▸ **What the exercise asks**
Output the data below in full, character for character.

▸ **Records for this exercise**
PR #163, opened 2023-08-09
add ability to inject secrets in the pods

### LINKED ISSUE #160: enable secret injection natively via vault
The charts currently mandates to leverage a k8s secret. One could argue that k8s secrets are not really secure. Ideally we would want these secrets to be set by an injector (ex: Vault - either via custom initContainer or updated entrypoint script) to place a secret file in the secrets directly being scanned by `configurations.py` (ex: `run/config/extra/vault`). The configuration.py should then read the secrets from secret file.

The proposed changes are described as under:

- [ ] invoke  `_load_yaml()` once again after loading all the secrets; thereby any secrets inject override the default secrets
- [ ] enable `command` and `arg` to be overriden for housekeeping and worker pods

imdhruva:
This issues is attempt to enable injecting of secrets via vault or other such tools. The issue is described here: https://github.com/bootc/netbox-chart/issues/160.
With this change we can 
- call `consul-template -exec "/opt/netbox/venv/bin/python /opt/netbox/netbox/manage.py rqworker` at the entrypoint so vault can managed injection of the extra secrets.
- vault will read the secrets from vault store and mount them in yaml format at `/run/config/extra/vault/secrets.yaml`
- configuration.py will read secrets from `/run/config/extra/vault/secrets.yaml` and override the previously read the secets

Let me know if this makes sense.

Closes #160

### DIFF
--- a/README.md
+++ b/README.md
@@ -368,6 +368,8 @@ The following table lists the configurable parameters for this chart and their d
 | `extraInitContainers`                           | Additional init containers to run before starting main containers   | `[]`                                         |
 | `worker`                                        | Worker specific variables. Most global variables also apply here.   | *see `values.yaml`*                          |
 | `housekeeping.enabled`                          | Whether the [Housekeeping][housekeeping] `CronJob` should be active | `true`                                       |
+| `housekeeping.args`.                            | Custom start up arguments for netbox container arguments.           | `[]`                                         |
+| `housekeeping.command`                          | Custom container entrypoint.                                        | ["/opt/netbox/venv/bin/python","/opt/netbox/netbox/manage.py",rqworker] |
 | `housekeeping.concurrencyPolicy`                | ConcurrencyPolicy for the Housekeeping CronJob.                     | `Forbid`                                     |
 | `housekeeping.failedJobsHistoryLimit`           | Number of failed jobs to keep in history                            | `5`                                          |
 | `housekeeping.restartPolicy`                    | Restart Policy for the Housekeeping CronJob.                        | `OnFailure`                                  |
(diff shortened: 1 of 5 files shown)


templates/configmap.yaml
```diff
@@ -65,6 +65,8 @@ data:
                                      in REDIS['caching']['SENTINELS']]
     {{- end }}
 
+    _load_yaml()
+
```
bootc, line 69: Why is this needed?

README.md
```diff
@@ -368,6 +368,8 @@ The following table lists the configurable parameters for this chart and their d
 | `extraInitContainers`                           | Additional init containers to run before starting main containers   | `[]`                                         |
 | `worker`                                        | Worker specific variables. Most global variables also apply here.   | *see `values.yaml`*                          |
 | `housekeeping.enabled`                          | Whether the [Housekeeping][housekeeping] `CronJob` should be active | `true`                                       |
+| `housekeeping.args`.                            | Custom start up arguments for netbox container arguments.           | `[]`                                         |
+| `housekeeping.command`                          | Custom container entrypoint.                                        | ["/opt/netbox/venv/bin/python","/opt/netbox/netbox/manage.py",rqworker] |
```
bootc, line 372: Nitpick: can you please swap these two lines? Logically I feel like that makes more sense as the `args` are appended to the `command` when both are present.

values.yaml
```diff
@@ -695,6 +695,12 @@ serviceMonitor:
 # Configuration of Cron settings
 housekeeping:
   enabled: true
+
+  args: []
+  command:
```
bootc, line 700: Same as the above, could we swap these around please?

values.yaml
```diff
@@ -774,6 +780,12 @@ housekeeping:
 worker:
   enabled: true
 
+  args: []
+  command:
```
bootc, line 784: Same as the above, could we swap these around please?

bootc (changes requested):

Issue #166, opened 2023-10-31
Prometheus metrics scrapping


joachimBurket:
> Netbox Chart version: `v4.1.1`

I'm trying to scrape Netbox metrics using my OpenShift cluster's internal Prometheus.

I've set the value `metricsEnabled` to `true`, and I can access the `/metrics` endpoint from the external URL.

I also configured a `ServiceMonitor` to monitor Netbox `Service`:

```yaml
apiVersion: monitoring.coreos.com/v1
kind: ServiceMonitor
metadata:
  labels:
    k8s-app: netbox-monitor
  name: netbox-monitor
  namespace: my-namespace
spec:
  endpoints:
  - interval: 30s
    port: http
    scheme: http
  selector:
    matchLabels:
      app.kubernetes.io/name: netbox
```

The monitoring target is created, but it is getting 400 Errors, because it tries to access the `/metrics` endpoint using the Pod's IP, which is not in the `ALLOWED_HOSTS` parameter.

As a workaround, I'm adding an `ExtraEnv` in the `values.yaml` with the Pod's IP:

```yaml
# Extra environment variables to add to the Pod
extraEnvs:
  - name: POD_IP
    valueFrom:
      fieldRef:
        apiVersion: v1
        fieldPath: status.podIP
```

And I'm manually updating `configuration.py` in the `netbox` configmap, so that the Pod's IP is added to the `ALLOWED_HOSTS`:

```yaml
kind: ConfigMap
apiVersion: v1
metadata:
  name: netbox
  [.....]
data:
  configuration.py: >

  import os   # add this import

  [.....]

  _load_yaml()

  ALLOWED_HOSTS.append(os.getenv("POD_IP"))

```

Anyone has a better solution? Or could we update the Chart so that it is simpler to allow the Pod's IP in the `ALLOWED_HOSTS`?

rossigee:
I did a bit of looking into this and I think you've come up with the cleanest solution already. It just needs stitching into the Helm chart so you don't have to do your manual step each time. Something like this [PR](https://github.com/bootc/netbox-chart/pull/167/files).

joachimBurket:
Wow so quick! Thanks for your reactivity @rossigee!
This would be perfect for me 👌
Just one thing, I think you forgot to add the doc in the README in the PR.

bootc:
I actually merged #167 the other day, with docs included, so it will be in the next release of the chart.

joachimBurket:
[...]

PR #167, opened 2023-10-31
Allow PodIP to be included as part of the ALLOWED_HOSTS setting

rossigee:
To simplify Prometheus metrics gathering (refs issue #166).


bootc:
It's a bit disappointing that we can't just tell Prometheus to send a specific `Host` header and avoid having to have this hack, but I can see that this is the only way to make this work. Thanks for the contribution.

PR #171, opened 2023-12-08
Add optional loadBalancerClass in service spec

vabrams:
To use another load balancer class, we need the ability to specify LoadBalancerClass for services


RangerRick:
@vabrams Hey, I'm taking over maintainership and going through old PRs. Just a couple of comments on this one:
1. The directory layout has gone through some rearranging since this PR was made, mind rebasing so it's pointing at the new location of `service.yaml`?
2. Do you mind adding the property to the `values.yaml` and `README.md` as well so it's documented alongside the other load balancer values?

Thanks!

▸ **Solution to this task**
PR #163, opened 2023-08-09
add ability to inject secrets in the pods

### LINKED ISSUE #160: enable secret injection natively via vault
The charts currently mandates to leverage a k8s secret. One could argue that k8s secrets are not really secure. Ideally we would want these secrets to be set by an injector (ex: Vault - either via custom initContainer or updated entrypoint script) to place a secret file in the secrets directly being scanned by `configurations.py` (ex: `run/config/extra/vault`). The configuration.py should then read the secrets from secret file.

The proposed changes are described as under:

- [ ] invoke  `_load_yaml()` once again after loading all the secrets; thereby any secrets inject override the default secrets
- [ ] enable `command` and `arg` to be overriden for housekeeping and worker pods

imdhruva:
This issues is attempt to enable injecting of secrets via vault or other such tools. The issue is described here: https://github.com/bootc/netbox-chart/issues/160.
With this change we can 
- call `consul-template -exec "/opt/netbox/venv/bin/python /opt/netbox/netbox/manage.py rqworker` at the entrypoint so vault can managed injection of the extra secrets.
- vault will read the secrets from vault store and mount them in yaml format at `/run/config/extra/vault/secrets.yaml`
- configuration.py will read secrets from `/run/config/extra/vault/secrets.yaml` and override the previously read the secets

Let me know if this makes sense.

Closes #160

### DIFF
--- a/README.md
+++ b/README.md
@@ -368,6 +368,8 @@ The following table lists the configurable parameters for this chart and their d
 | `extraInitContainers`                           | Additional init containers to run before starting main containers   | `[]`                                         |
 | `worker`                                        | Worker specific variables. Most global variables also apply here.   | *see `values.yaml`*                          |
 | `housekeeping.enabled`                          | Whether the [Housekeeping][housekeeping] `CronJob` should be active | `true`                                       |
+| `housekeeping.args`.                            | Custom start up arguments for netbox container arguments.           | `[]`                                         |
+| `housekeeping.command`                          | Custom container entrypoint.                                        | ["/opt/netbox/venv/bin/python","/opt/netbox/netbox/manage.py",rqworker] |
 | `housekeeping.concurrencyPolicy`                | ConcurrencyPolicy for the Housekeeping CronJob.                     | `Forbid`                                     |
 | `housekeeping.failedJobsHistoryLimit`           | Number of failed jobs to keep in history                            | `5`                                          |
 | `housekeeping.restartPolicy`                    | Restart Policy for the Housekeeping CronJob.                        | `OnFailure`                                  |
(diff shortened: 1 of 5 files shown)


templates/configmap.yaml
```diff
@@ -65,6 +65,8 @@ data:
                                      in REDIS['caching']['SENTINELS']]
     {{- end }}
 
+    _load_yaml()
+
```
bootc, line 69: Why is this needed?

README.md
```diff
@@ -368,6 +368,8 @@ The following table lists the configurable parameters for this chart and their d
 | `extraInitContainers`                           | Additional init containers to run before starting main containers   | `[]`                                         |
 | `worker`                                        | Worker specific variables. Most global variables also apply here.   | *see `values.yaml`*                          |
 | `housekeeping.enabled`                          | Whether the [Housekeeping][housekeeping] `CronJob` should be active | `true`                                       |
+| `housekeeping.args`.                            | Custom start up arguments for netbox container arguments.           | `[]`                                         |
+| `housekeeping.command`                          | Custom container entrypoint.                                        | ["/opt/netbox/venv/bin/python","/opt/netbox/netbox/manage.py",rqworker] |
```
bootc, line 372: Nitpick: can you please swap these two lines? Logically I feel like that makes more sense as the `args` are appended to the `command` when both are present.

values.yaml
```diff
@@ -695,6 +695,12 @@ serviceMonitor:
 # Configuration of Cron settings
 housekeeping:
   enabled: true
+
+  args: []
+  command:
```
bootc, line 700: Same as the above, could we swap these around please?

values.yaml
```diff
@@ -774,6 +780,12 @@ housekeeping:
 worker:
   enabled: true
 
+  args: []
+  command:
```
bootc, line 784: Same as the above, could we swap these around please?

bootc (changes requested):

Issue #166, opened 2023-10-31
Prometheus metrics scrapping


joachimBurket:
> Netbox Chart version: `v4.1.1`

I'm trying to scrape Netbox metrics using my OpenShift cluster's internal Prometheus.

I've set the value `metricsEnabled` to `true`, and I can access the `/metrics` endpoint from the external URL.

I also configured a `ServiceMonitor` to monitor Netbox `Service`:

```yaml
apiVersion: monitoring.coreos.com/v1
kind: ServiceMonitor
metadata:
  labels:
    k8s-app: netbox-monitor
  name: netbox-monitor
  namespace: my-namespace
spec:
  endpoints:
  - interval: 30s
    port: http
    scheme: http
  selector:
    matchLabels:
      app.kubernetes.io/name: netbox
```

The monitoring target is created, but it is getting 400 Errors, because it tries to access the `/metrics` endpoint using the Pod's IP, which is not in the `ALLOWED_HOSTS` parameter.

As a workaround, I'm adding an `ExtraEnv` in the `values.yaml` with the Pod's IP:

```yaml
# Extra environment variables to add to the Pod
extraEnvs:
  - name: POD_IP
    valueFrom:
      fieldRef:
        apiVersion: v1
        fieldPath: status.podIP
```

And I'm manually updating `configuration.py` in the `netbox` configmap, so that the Pod's IP is added to the `ALLOWED_HOSTS`:

```yaml
kind: ConfigMap
apiVersion: v1
metadata:
  name: netbox
  [.....]
data:
  configuration.py: >

  import os   # add this import

  [.....]

  _load_yaml()

  ALLOWED_HOSTS.append(os.getenv("POD_IP"))

```

Anyone has a better solution? Or could we update the Chart so that it is simpler to allow the Pod's IP in the `ALLOWED_HOSTS`?

rossigee:
I did a bit of looking into this and I think you've come up with the cleanest solution already. It just needs stitching into the Helm chart so you don't have to do your manual step each time. Something like this [PR](https://github.com/bootc/netbox-chart/pull/167/files).

joachimBurket:
Wow so quick! Thanks for your reactivity @rossigee!
This would be perfect for me 👌
Just one thing, I think you forgot to add the doc in the README in the PR.

bootc:
I actually merged #167 the other day, with docs included, so it will be in the next release of the chart.

joachimBurket:
[...]

PR #167, opened 2023-10-31
Allow PodIP to be included as part of the ALLOWED_HOSTS setting

rossigee:
To simplify Prometheus metrics gathering (refs issue #166).


bootc:
It's a bit disappointing that we can't just tell Prometheus to send a specific `Host` header and avoid having to have this hack, but I can see that this is the only way to make this work. Thanks for the contribution.

PR #171, opened 2023-12-08
Add optional loadBalancerClass in service spec

vabrams:
To use another load balancer class, we need the ability to specify LoadBalancerClass for services


RangerRick:
@vabrams Hey, I'm taking over maintainership and going through old PRs. Just a couple of comments on this one:
1. The directory layout has gone through some rearranging since this PR was made, mind rebasing so it's pointing at the new location of `service.yaml`?
2. Do you mind adding the property to the `values.yaml` and `README.md` as well so it's documented alongside the other load balancer values?

Thanks!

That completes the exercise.